There is very little actual math in this course, but there are a lot of ideas, and there is a lot of explanation of those ideas as they apply to data. Thus, you need to understand the theory that you have learned, but you also need to know how it applies to the data in front of you.

If you have learned some R before, you may see that I do things differently from what you learned before. I am expecting you to do things in this course as I teach them. All the work in this course can be done using ideas from this course, except where I say otherwise.

• 2023-12-14 14:05: I found room for a few more students, 4th years in either our Major or Specialist programs. I know there are not very many C or D level courses in the winter semester, so these seemed to be the people whose need was greatest.

• 2023-12-12 16:30: I’ve been doing some planning for this course. Here’s what to expect:

• lectures Tuesday and Thursday (1 hour each)
• tutorial Monday, in a computer lab, in which you will get a worksheet to work through on the material from the previous week’s lecture, with a TA or two around to help if you get stuck or confused. Tutorials start in week 2.
• weekly assignments open on Monday night, on the same material as the worksheet you just did, and are due the following Sunday night. The first assignment will open in week 2.
• there will be about 8 assignments.
• a midterm (2 hours) and a final exam (3 hours) as usual, on dates to be announced. I will move any assignments with due dates close to the midterm, as needed. My exams are always open book.
• the worksheets will help you with the assignments, and the assignments will help you with the exams, provided you do them yourself.
• 2023-08-10 13:30: I have asked to add some students to the course. These are all UTSC students, 4th years who joined the waitlist before August 9, and 3rd years who joined the waitlist before 10:30am on July 11. If you are still on the waitlist after this has been processed, you will have to take your chances.

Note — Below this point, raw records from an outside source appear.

PR #11796, opened 2025-09-30
fix: revert "fix: remove `serde` feature of `lightningcss` (#11706)"

colinaaa:
## Summary

This partially reverts commit db3cf1b7a3ab1455df52d1d32ecc4b01b273dcc8, with `lightningcss` crate bumping to 1.0.0-alpha.68.

Since `lightningcss` is now supporting `serde` >= 1.0.220, we can use the `serde` instead of serializing manually.

## Related links

- https://github.com/parcel-bundler/lightningcss/pull/1062

## Checklist


quininer (approved):
I think keep it is good for compile time. but if that is not important, revert it is also good.

PR #11819, opened 2025-10-09
refactor: remove experiments.layers

JSerFeng:
## Summary

Remove `experiments.layers` which is used to enable the `layers` feature, now we enable this by default. Now users only need to specify layer in `entry` or `moduleRule`, no need to enable it in `experiments`.

If you use this config before, just delete it will be fine

```diff
export default {
  experiments: {
-  layers: true
  }
}
```

## Checklist

### DIFF
--- a/packages/rspack/src/config/defaults.ts
+++ b/packages/rspack/src/config/defaults.ts
@@ -218,8 +218,11 @@ const applyExperimentsDefaults = (
 	D(experiments, "lazyCompilation", false);
 	D(experiments, "asyncWebAssembly", experiments.futureDefaults);
 	D(experiments, "css", experiments.futureDefaults ? true : undefined);
-	D(experiments, "layers", false);
-
+	if ("layers" in experiments) {
+		console.warn(
+			"`experiments.layers` config has been deprecated and will be removed in Rspack v2.0. Feature layers will be always enabled. Please remove this option from your Rspack configuration."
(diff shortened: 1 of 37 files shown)


crates/rspack_core/src/module_graph/mod.rs
```diff
@@ -93,7 +93,7 @@ pub struct ModuleGraphPartial {
 
 #[derive(Debug, Default)]
 pub struct ModuleGraph<'a> {
-  partials: [Option<&'a ModuleGraphPartial>; 2],
+  pub partials: [Option<&'a ModuleGraphPartial>; 2],
```
ahabhgk:
```suggestion
  partials: [Option<&'a ModuleGraphPartial>; 2],
```

keep it private

packages/rspack/src/config/defaults.ts
```diff
@@ -218,7 +218,6 @@ const applyExperimentsDefaults = (
 	D(experiments, "lazyCompilation", false);
 	D(experiments, "asyncWebAssembly", experiments.futureDefaults);
 	D(experiments, "css", experiments.futureDefaults ? true : undefined);
-	D(experiments, "layers", false);
```
ahabhgk, line 221: Just delete the config probably will break some users, do we need to delete the config more progressively like topLevelAwait?

PR #11840, opened 2025-10-11
feat: rslib supports add shims for js/esm

JSerFeng:
## Summary

Rslib supports add shims for javascript/esm, register the NodeStuff parser plugin if user uses shims

## Checklist


fi3ework:
cc @Timeless0911, a breaking change when bumping Rsbuild in Rslib side.

PR #11846, opened 2025-10-11
feat(mf): support manifest

2heal1:
## Summary

Ship MF manifest to rust, aims to speed up the build time which will be much slower in `stats.toJson()` in js side .

[MF manifest](https://module-federation.io/configure/manifest.html) is an important feature in MFV2 , it provides enough context to allow framework to extend features, like SSR/RSC/Server Preload.  

## Checklist

### DIFF
--- a/packages/rspack/src/container/ModuleFederationPlugin.ts
+++ b/packages/rspack/src/container/ModuleFederationPlugin.ts
@@ -54,7 +54,7 @@ export class ModuleFederationPlugin {
 			enhanced: true
 		}).apply(compiler);
 
-		if (this._options.manifest !== false) {
+		if (this._options.manifest) {
 			const manifestOptions: ModuleFederationManifestPluginOptions =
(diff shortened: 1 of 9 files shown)


packages/rspack/src/container/ModuleFederationPlugin.ts
```diff
@@ -38,6 +53,49 @@ export class ModuleFederationPlugin {
 			...this._options,
 			enhanced: true
 		}).apply(compiler);
+
+		if (this._options.manifest !== false) {
```
ahabhgk: Does this mean now user that uses rspack.container.ModuleFederationPlugin will also have a manifest by default? If yes then this should change to disabled by default, we should not give surprise to user, but this can be part of Rspack v2

2heal1: got, i will make it as false by default , and enable it in Rspack v2

Issue #11903, opened 2025-10-17
[Bug]: swc env_name is empty in swc plugin metadata context


Zeahan:
### System Info

 System:
    OS: macOS 14.4
    CPU: (12) arm64 Apple M3 Pro
    Memory: 100.22 MB / 18.00 GB
    Shell: 5.9 - /bin/zsh
  Binaries:
    Node: 20.19.5
    pnpm: 10.15.1
  Browsers:
    Chrome: 127.0.6533.100
    Firefox: 140.0.2
    Safari: 17.4
  npmPackages:
    @rspack/cli: 1.3.1 => 1.3.1 
    @rspack/core: 1.3.1 => 1.3.1 
    @swc/plugin-emotion: 9.0.3

### Details

When using `@swc/plugin-emotion` in some rspack-based projects (including both Modern.js and Rsbuild projects), I found that the plugin’s configuration options—specifically the default values `autoLabel: 'dev-only' `and `sourceMap: true`—do not take effect as expected.

After reviewing the documentation and source code of `@swc/plugin-emotion`, I discovered that the plugin determines the current environment (development or production) by calling `TransformPluginProgramMetadata::get_context(&TransformPluginMetadataContextKind::Env)` to retrieve the environment name (`env_name`) from swc. This environment information is used to control different build behaviors.

To investigate further, I implemented a simple SWC plugin as a demo to print out the environment information from the metadata. I found that the environment field is an empty string. As a result, any SWC plugins that rely on this field are unable to correctly identify the current build environment, leading to incorrect or unexpected behavior.

### Reproduce link

https://github.com/Zeahan/rspack-repro-swc-env-name-error/tree/main

### Reproduce Steps

1. Run `pnpm install`
2. Check if the demo plugin is correctly built in the `packages/plugin-demo/target` directory
3. Run pnpm build in the project root directory and observe the env name information printed by the demo plugin in the console

PR #11906, opened 2025-10-17
fix(swcLoader): should correctly generate the default value of env_na…

Zeahan:
…me in swc options (#11903)

## Summary

In the previous implementation, the remaining fields of the `Options` struct (`swc_core::base::config::Options`) were initialized using `..Default::default()`. However, this approach can result in some fields having default values that do not match the expected behavior. The root cause is that the fields in Options are defined with serde macros, and custom logic is used to generate default values during deserialization.

```rust
pub(crate) fn default_env_name() -> String {
    if let Ok(v) = env::var("SWC_ENV") {
        return v;
    }

    match env::var("NODE_ENV") {
        Ok(v) => v,
        Err(_) => "development".into(),
    }
}

pub struct Options {
    #[serde(default = "default_env_name")]
    pub env_name: String,

    #[serde(default = "default_swcrc")]
    pub swcrc: bool,

    #[cfg(not(all(target_arch = "wasm32", not(target_os = "wasi"))))]
    #[serde(default = "default_cwd")]
    pub cwd: PathBuf,
    // ...
}
```

When initializing `Options` with `..Default::default()`, this custom logic is bypassed, leading to discrepancies between the generated fields and the original behavior in `swc-loader`. This inconsistency may cause certain swc plugins (such as `@swc/plugin-emotion`) to behave unexpectedly.

To address this issue and ensure consistency with the original swc implementation, the initialization of the remaining fields in Options has been changed to use deserialization from an empty JSON object via `serde_json` (which is the approach used in the swc source code). This ensures that the configuration is generated in a manner consistent with the original swc behavior.

## Related links
https://github.com/web-infra-dev/rspack/issues/11903

## Checklist

### DIFF
--- a/crates/rspack_loader_swc/src/options.rs
+++ b/crates/rspack_loader_swc/src/options.rs
@@ -187,9 +187,66 @@ impl TryFrom<&str> for SwcCompilerOptionsWithAdditional {
           schema,
           source_map_ignore_list,
         },
-        ..Default::default()
+        ..serde_json::from_value(serde_json::Value::Object(Default::default()))?
       },
       rspack_experiments: rspack_experiments.unwrap_or_default().into(),
     })
+  }
+}
+
+#[cfg(test)]
+mod tests {
+  use super::*;
+
+  #[test]
+  fn test_specially_default_values_in_swc_options() {
+    // Verifies that fields using `#[serde(default = "...")]`
+    // receive the correct default value from the initializations of
+    // both SwcCompilerOptionsWithAdditional and swc_core::base::config::Options.
+    let raw_options = "{}";
+    let swc_options_with_additional: SwcCompilerOptionsWithAdditional = raw_options
+      .try_into()
+      .expect("Parse SwcCompilerOptionsWithAdditional from empty JSON string failed");
+
+    let swc_options_from_rspack: Options = swc_options_with_additional.swc_options;
+
+    let swc_options_from_native_lib: Options =
+      serde_json::from_value(serde_json::from_str(raw_options).unwrap()).unwrap();
+
+    assert_eq!(
+      swc_options_from_rspack.env_name,
+      swc_options_from_native_lib.env_name
+    );
+    assert_eq!(swc_options_from_rspack.cwd, swc_options_from_native_lib.cwd);
+    assert_eq!(
+      swc_options_from_rspack.swcrc,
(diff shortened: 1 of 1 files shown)


CPunisher:
Could you please add a test case?

Zeahan:
> Could you please add a test case?

Thanks for your reply, a test case will be provided later.

Zeahan:
> Could you please add a test case?

@CPunisher rust test cases have been provided. 
Since the complete rspack build process requires an additional custom SWC plugin for testing, Node.js test cases are not implemented, sorry for that.

Zeahan:
@CPunisher Hi, I’ve tried running CI multiple times in my forked repo after syncing my PR branch with the main repo, but I noticed that the test Serial.test.js always fails.
截屏2025-10-21 17 58 40
Then, I tried running CI based on the latest version of the main branch ([a457128](https://github.com/web-infra-dev/rspack/commit/a457128f4329f224371c3396612e8e2109f610f4)) and encountered similar test errors.

I realized that these errors might be caused by another PR rather than mine, so I rolled back the base of my PR branch to [0f38cf19](https://github.com/web-infra-dev/rspack/commit/0f38cf19), and the CI finally passed in my forked repo.
截屏2025-10-21 18 15 29
I’ve now force-pushed the updated PR branch. Would you mind approving the CI workflows again?

CPunisher:
> ild process requires an additional custom SWC plugin for testing, Node.js test cases are not implemented, sorry for that.

😂 Sorry, recently our ci is not stable.

Zeahan:
@CPunisher Adding `default_env_name` is enough to solve this issue—that was my first thought as well. However, with this approach, some default field values(such as `cwd` and `swcrc`) would still be different from the original SWC behavior.

So in the end, I decided to copy this part of the code directly from the SWC repo 😂(https://github.com/swc-project/swc/blob/4848301edca71ed84d147e90baccae217b0a8938/bindings/binding_core_node/src/bundle.rs#L208), hoping to offer a more complete solution rather than just fixing the `env_name` problem. But of course, I’m happy to go with whichever approach your team prefers! 😁

CPunisher:
Yes, I have realized your consideration. I will merge this pr after we stablize CI. 

Thanks for your contribution!

CPunisher (approved):

PR #11914, opened 2025-10-18
fix(core): throw error when passing unsupported Node.js version browserslist query

hardfist:
## Summary
throw error when passing unsupported browserslist query 

## Related links
https://github.com/facebook/docusaurus/pull/11496

## Checklist


slorber:
Hey

I was wondering, has this issue been solved in a different way?

I'm under v1.7 and it doesn't seem to emit any error/warning atm:

CleanShot 2026-05-22 at 13 15 04@2x

PR #11920, opened 2025-10-20
perf: don't drop rust compiler instance in non-watch mode

hardfist:
## Summary
It's slow and unnecessary to drop the Compiler & Compilation in non-watch mode, so support to ignore drop of Compiler & Compilation instance in non-watch mode

img_v3_02r8_bfcdbf08-bf59-4d3b-bfd5-158e9fd89eeg

## Checklist


SyMind:
should we need move the option into experiments?

SyMind (approved):

PR #11927, opened 2025-10-20
feat: introduce allocative

quininer:
## Summary

This introduces `allocative` to debug memory leaks caused by global variables. when enabled, a global variable memory snapshot will be generated each rebuild.

This requires enable the feature at build time using env `ALLOCATIVE=1` and specify the output directory at runtime use env `RSPACK_ALLOCATIVE_DIR="$DIR"`.

The output can then be visualized as svg.

to svg: `cat allocative.0.flamegraph | inferno-flamegraph > 0.svg`
diff: `inferno-diff-folded allocative.0.flamegraph allocative.1.flamegraph | inferno-flamegraph > diff0v1.svg`

## Checklist

### DIFF
--- a/crates/rspack_cacheable/Cargo.toml
+++ b/crates/rspack_cacheable/Cargo.toml
@@ -10,6 +10,7 @@ version.workspace = true
 noop = []
 
 [dependencies]
+allocative      = { workspace = true, optional = true }
 camino          = { workspace = true }
 dashmap         = { workspace = true }
 hashlink        = { workspace = true }
@@ -27,3 +28,7 @@ smol_str        = { workspace = true }
 swc_core        = { workspace = true, features = ["ecma_ast"] }
 ustr            = { workspace = true }
 xxhash-rust     = { workspace = true, features = ["const_xxh64"] }
+
+[lints.rust.unexpected_cfgs]
+level = "warn"
+check-cfg = ['cfg(allocative)']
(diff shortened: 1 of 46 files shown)


crates/rspack_cacheable/Cargo.toml
```diff
@@ -10,6 +10,7 @@ version.workspace = true
 noop = []
 
 [dependencies]
+allocative      = { workspace = true }
```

• # 2023-08-10 12:50: I am aware that the course has a longish waitlist. I have room to add a few more students. I will be prioritizing 4th years, since I know that majors/minors/specialists require a certain number of upper-level courses to complete their programs. If there is room to admit 3rd years, I will do so in the order that they joined the waitlist. This is (historically) a popular class, and it is up to you to register for it as early as possible if you want to get in. Do not appeal to me for special treatment. The choice of students to add is mine.

• 2024-03-15 12:45:

• Worksheet 8 for tutorial on Monday. This will prepare you for Assignment 8, which opens on Monday night.
• Assignment 8 is the last assignment, but I will make worksheets the rest of the way, and there will be tutorials on the remaining Mondays. This is to help you get prepared for the final exam, which will definitely include some things that didn’t make it onto assignments (examples: the regression stuff we do next week, writing functions, Bayesian analysis, and anything else we get to).
• 2024-03-13 11:20: my solutions to assignment 6.

• 2024-03-12 11:00: Power went out here (on campus) for a few minutes, but is now back, whether from actual hydro or from a generator, I don’t know. So class goes ahead, as far as I know.

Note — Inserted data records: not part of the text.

PR #14534, opened 2026-06-22
feat: make persistent cache max generations default to 3

ahabhgk:
## Summary
- Make filesystem cache `maxAge` and `maxGenerations` explicit defaults across binding, core, and storage layers
- Treat `Infinity` as a disable flag in JS config normalization and validate the raw storage limits there
- Update cache docs and default-case expectations to reflect the new defaults

## Testing
- Not run (not requested)


chenjiahan (dismissed):
👍

hardfist (approved):

PR #14537, opened 2026-06-22
perf(module-concat): prune readable identifier work

LingyuCoder:
## Summary

- Store module concatenation bailout details as structured data so readable identifiers are only prepared for warnings that are actually emitted.
- Replace the eager readable identifier warmup for all concatenation candidates with a narrower parallel warmup for selected roots and emitted warnings.


LingyuCoder:

JSerFeng:
@codex review

LingyuCoder:
@codspeedbot explain the regression of mangle exports plugin

JSerFeng (approved):

Issue #14556, opened 2026-06-24
[Tracking]: webpack compatibility gaps in Rspack


intellild:
This issue tracks Rspack compatibility gaps that have been explicitly recommended for implementation.

Last updated: 2026-08-27 18:50:11 CST

## Recommended to implement in Rspack

_No features are currently marked as recommended._

intellild:
Last updated: 2026-08-27 17:16:27 CST

## Completed webpack-compatibility features

Use this comment to record webpack features that were previously missing in Rspack but have since been completed.

### Completed

- [x] `#__NO_SIDE_EFFECTS__` / `@__NO_SIDE_EFFECTS__` pure annotations - Rspack has parser support and coverage for explicit side-effect-free annotations. Source: Rspack implementation https://github.com/web-infra-dev/rspack/blob/main/crates/rspack_plugin_javascript/src/parser_plugin/side_effects_parser_plugin.rs and tests `tests/rspack-test/configCases/tree-shaking/no-side-effects-notation`, `tests/rspack-test/watchCases/side-effects/explicit-side-effects-free-incremental`.
- [x] CommonJS `const mod = require("...")` member usage as referenced exports - Rspack records referenced specifiers on `CommonJsRequireDependency`, covering the same compatibility area as webpack PR #21003. Source: webpack v5.107.1 release notes https://github.com/webpack/webpack/releases/tag/v5.107.1 and Rspack implementation https://github.com/web-infra-dev/rspack/blob/main/crates/rspack_plugin_javascript/src/parser_plugin/common_js_imports_parse_plugin.rs.
- [x] `RealContentHashPlugin` asset hash update hooks - Rspack now exposes and invokes the real-content-hash update hook, closing the hook portion of the built-in plugin compatibility gap. Source: Rspack PR #14660 https://github.com/web-infra-dev/rspack/pull/14660.
- [x] Persistent cache storage option alignment - Rspack now aligns `cache.name` and filesystem storage `directory`/`location` options with webpack. Source: Rspack PR #15049 https://github.com/web-infra-dev/rspack/pull/15049.

- [x] `import.meta.glob({ caseSensitive })` - Rspack now supports case-sensitive and case-insensitive glob matching, preserves filesystem casing, validates static boolean options, and exposes the public type/docs. Source: Rspack PR #14811 https://github.com/web-infra-dev/rspack/pull/14811.
[...]

PR #14557, opened 2026-06-24
chore: add webpack gap tracking skill

intellild:
## Summary

- Add a repository skill for tracking Rspack compatibility gaps against webpack.
- Record the tracking issue and placeholder comment IDs for missing features, completed features, and missing tests.
- Include update rules for timestamps, preserving existing issue/comment format, native CSS routing, and deduplication.

## Validation

- Not run; documentation-only skill change.

---
_by OpenAI Codex_

### DIFF
--- a/.agents/skills/rspack-webpack-gap-tracker/SKILL.md
+++ b/.agents/skills/rspack-webpack-gap-tracker/SKILL.md
@@ -1,0 +1,75 @@
+---
+name: rspack-webpack-gap-tracker
+description: Use when tracking, auditing, or updating Rspack compatibility gaps against webpack, including missing webpack features, completed compatibility features, and missing webpack test coverage.
+---
+
+# Rspack Webpack Gap Tracker
+
+## Tracking Targets
+
+- Main tracking issue: https://github.com/web-infra-dev/rspack/issues/14556
+- Completed feature comment ID: `4785525873`
+- Missing test comment ID: `4785526309`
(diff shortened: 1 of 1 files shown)


chenjiahan (commented):
Not all webpack-features should be ported to Rspack. Can we have the agent evaluate whether a webpack feature is suitable for Rspack?

Then split the “Missing features” section into categories such as recommended to implement, pending evaluation, and not recommended to implement.

intellild:
> Not all webpack-features should be ported to Rspack. Can we have the agent evaluate whether a webpack feature is suitable for Rspack?
> 

I think we need some rules, for example if a plugin can be implemented without native rust and won't affect performance, place it in rstack orgranization is better.

chenjiahan:
Yeah, can we add some basic rules to the skill?

intellild (commented):
Addressed in `f2209066d3`.

- Added recommendation classification rules to the skill: recommended / pending evaluation / not recommended for Rspack.
- Added the requested decision rules: existing Rspack config/plugin gaps are recommended, JS-only/plugin-compatible gaps without native/perf impact should prefer third-party or rstackjs packages, and future updates should check Rsbuild/rstackjs for existing solutions.
- Updated #14556 to use the same three-category `Missing features` format and added recommendation reasons to the existing entries.

---
_by OpenAI Codex_

chenjiahan (approved):

PR #14573, opened 2026-06-25
perf: refactor rspack sources cache

SyMind:
## Checklist


SyMind:

PR #14580, opened 2026-06-25
fix(css): skip re-applying unchanged CSS during HMR

### LINKED ISSUE #7951: [Bug]: Dynamic imports forces too much reloads, some times full page reload in dev mode
### Version

```sh
System:
    OS: Windows 11 10.0.26200
    CPU: (24) x64 AMD Ryzen 9 3900XT 12-Core Processor           
    Memory: 12.21 GB / 31.92 GB
  Browsers:
    Chrome: 149.0.7827.115
    Edge: Chromium (149.0.4022.69)
    Firefox: 151.0.4 - C:\Program Files\Mozilla Firefox\firefox.exe
    Internet Explorer: 11.0.26100.8115
  npmPackages:
    @rsbuild/core: ^2.0.14 => 2.0.15 
    @rsbuild/plugin-babel: ^1.2.1 => 1.2.1 
    @rsbuild/plugin-react: ^2.0.1 => 2.1.0
```

### Details

After staring dev server, when dynamic import is called for first time, it can update full page styles, or reload full page. On large progect full page reload always happens. In reproduction demo, sometimes you can randomly hit situation, where all styles are missing and alert is showing.

https://github.com/user-attachments/assets/b3872e94-18e1-424a-af02-3a5b793dad73

https://github.com/user-attachments/assets/3442cc27-b62d-4778-bc9d-2896f8381941

### Reproduce link

https://github.com/user-attachments/files/29136452/dynamic-import.zip

### Reproduce Steps

[dynamic-import.zip](https://github.com/user-attachments/files/29136452/dynamic-import.zip)

1. unzip
2. npm install
3. npm run dev
4. click button

### LINKED ISSUE #11377: [Bug]: fast refresh causes style flash
### Version

```sh
System:
  OS: macOS 14.7.7
  CPU: (10) arm64 Apple M1 Pro
  Memory: 83.83 MB / 16.00 GB
  Shell: 5.9 - /bin/zsh
Browsers:
  Chrome: 139.0.7258.67
  Safari: 18.6
  Safari Technology Preview: 18.4
npmPackages:
  @rsbuild/core: 1.4.9 => 1.4.9
  @rsbuild/plugin-react: ^1.3.5 => 1.3.5
```

### Details

Rsbuild `1.4.9` and onward causes style flash during fast refresh / hmr.
However, on `1.4.8` changes would not cause a style flash.

See linked CodeSandbox on 1.4.9 with issue. 
If you revert to 1.4.8, issue no longer occurs.

### Reproduce link

https://codesandbox.io/p/devbox/rsbuild-hmr-phmdwv

### Reproduce Steps

1. Install `@rsbuild/core@1.4.9` and react + plugin
2. Run `rsbuild dev`
3. Modify `App.tsx` and observe style flash

### Screenshots

1.4.9 always loads `index.css` on _any_ file change.

1.4.8 does not have this behavior.

stormslowly:
## Why

The CSS HMR handler (`CssExtractRspackPlugin`) re-applies the stylesheet of **every** chunk in the hot-update `c` list. The runtime chunk is always in `c` (its full hash changes on every rebuild), so the entry stylesheet is removed and re-inserted on **every** update — even when its content never changed.

The old swap order makes this visible: `dispose` removes the old `<link>` **before** `apply` enables the new one, so there is a window where the page has **zero** active stylesheets. The most visible case is the first lazy-compiled dynamic `import()` (delivered as an HMR update): the import resolves right inside that window, and anything that forces a paint there (e.g. a synchronous `alert()`) freezes a fully unstyled page on screen — reported in web-infra-dev/rsbuild#7951, related to #11377.

Additionally, several updated chunks can map to one extracted stylesheet (e.g. a fixed `filename` without `[name]` plus a `splitChunks` style chunk). The handler processed the file once per chunk: it double-fetched the CSS and, since `findStylesheet` only ever returns the first match, leaked one duplicated `<link>` per update.

### Before / After (first dynamic import, CSS unchanged)

| | Before | After |
|---|---|---|
| entry `<link>` | removed + re-inserted (flash) | untouched |
| active stylesheets during swap | 1 → **0** → 1 | 1 → 2 → 1 (no unstyled gap) |
| `<link>` count over repeated edits | grows 1→2→3 | stays 1 |

## What

Runtime-only change in `css_loading_with_hmr.ejs`, aligning the extract_css HMR runtime with the built-in CSS runtime (`rspack_plugin_css`) and webpack's native CSS loading runtime:

- Compare the reloaded stylesheet's content (`cssRules` text) with the existing one after it loads; if identical, drop the probe `<link>` and keep the existing one untouched.
- When content did change, swap in a safe order: enable the new sheet (`sheet.disabled = false`) first, then remove the old one.
- De-duplicate stylesheets by href so each extracted file is processed once per update.

Added an e2e case (`cases/css/shared-stylesheet-dedup`) where one update lists several chunks for one stylesheet; it asserts updates still apply and the `<link>` count stays at 1 (fails on the previous runtime with `Expected: 1, Received: 2`).

## Issues

- resolve #11377
- resolve web-infra-dev/rsbuild#7951

### DIFF
--- a/crates/rspack_plugin_extract_css/src/runtime/css_loading_with_hmr.ejs
+++ b/crates/rspack_plugin_extract_css/src/runtime/css_loading_with_hmr.ejs
@@ -1,25 +1,31 @@
 var oldTags = [];
 var newTags = [];
+var cssTextKey = function (link) {
+	return Array.from(link.sheet.cssRules, function (r) { return r.cssText; }).join();
+}
 var applyHandler = function (options) {
 	return {
-		dispose: function () {
+		dispose: function () {},
+		apply: function () {
+			for (var i = 0; i < newTags.length; i++) newTags[i].sheet.disabled = false;
 			for (var i = 0; i < oldTags.length; i++) {
 				var oldTag = oldTags[i];
 				if (oldTag.parentNode) oldTag.parentNode.removeChild(oldTag);
 			}
 			oldTags.length = 0;
-		},
-		apply: function () {
-			for (var i = 0; i < newTags.length; i++) newTags[i].rel = "stylesheet";
 			newTags.length = 0;
 		}
 	}
 }
 <%- HMR_DOWNLOAD_UPDATE_HANDLERS %>.miniCss = function (chunkIds, removedChunks, removedModules, promises, applyHandlers, updatedModulesList) {
 	applyHandlers.push(applyHandler);
+	var seen = {};
 	chunkIds.forEach(function (chunkId) {
 		var href = <%- REQUIRE_SCOPE %>.miniCssF(chunkId);
+		if (!href) return;
 		var fullhref = <%- PUBLIC_PATH %> + href;
+		if (seen[fullhref]) return;
+		seen[fullhref] = true;
 		var oldTag = findStylesheet(href, fullhref);
 		if (!oldTag) return;
 		promises.push(new Promise(function (resolve, reject) {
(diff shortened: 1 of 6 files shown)


chenjiahan (approved):
LGTM 👍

• 2024-03-11 11:00: Monday update:

• The midterm is marked. Stats: Q1 51.25 (76%), median 56 (83%), Q3 60 (89%). I will be sharing the marks and the marked midterms shortly. The marks will be on Quercus, and you will be receiving an email from Crowdmark with instructions to see your marked exam.
• Tutorials are happening today; worksheet 7. If you run out of time, as you probably will, you can leave the last question (the home prices data) until next week.
• Assignment 6 was due last night. A reminder that there are no extensions, as stated in the course outline; you have the option of handing the assignment in before Tuesday night and taking the late penalty, or of counting it as one of your two worst assignments (or both). It is up to you to manage your time.
• Assignment 7 opens tonight.
• Lectures this week:
• Tuesday: the rest of tidying data (there are two other small sections of notes, “tidying extras” and “when pivot-wider goes wrong”).
• Thursday: the first case study, on simple regression.
• 2024-03-09 21:30: the end is in sight: the midterm is now 90% marked. I had a totally thrilling day getting the marking done that I assigned to myself on this exam, and I am now done. I’m not sure I shared my solutions, which are updated with extra comments on the bits that I marked.

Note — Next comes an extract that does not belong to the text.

PR #14615, opened 2026-06-29
fix(rslib): preserve import phase in dynamic import external rendering

elecmonkey:
## Summary

`render_dyn_import_external_module` in `rspack_plugin_rslib` hardcoded `import(...)` as the callee for dynamic import externals, ignoring the dependency's `ImportPhase`. This caused `import.source("./foo.wasm")` targeting an external module to be incorrectly rendered as `import("./foo.wasm")` in the output, breaking source-phase semantics.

• the midterm is now 62% marked. I spent today working on my other midterm, but tomorrow I plan to get to my marking on this one. The TAs are most of the way through their shares of the marking.
• there is tutorial on Monday, in which you’ll be working on this worksheet, which will prepare you for Assignment 7 (that opens on Monday night).
• 2024-03-07 22:15: a little bit of progress today: we are now at 33% done. I have been focusing on my other midterm, which I gave myself more of to mark.

• 2024-03-06 23:00: the midterms are scanned and marking is underway. We are at 29% done.

• 2024-03-05 13:30: the blog post about Tukey’s method that I mentioned in lecture, if you want more background.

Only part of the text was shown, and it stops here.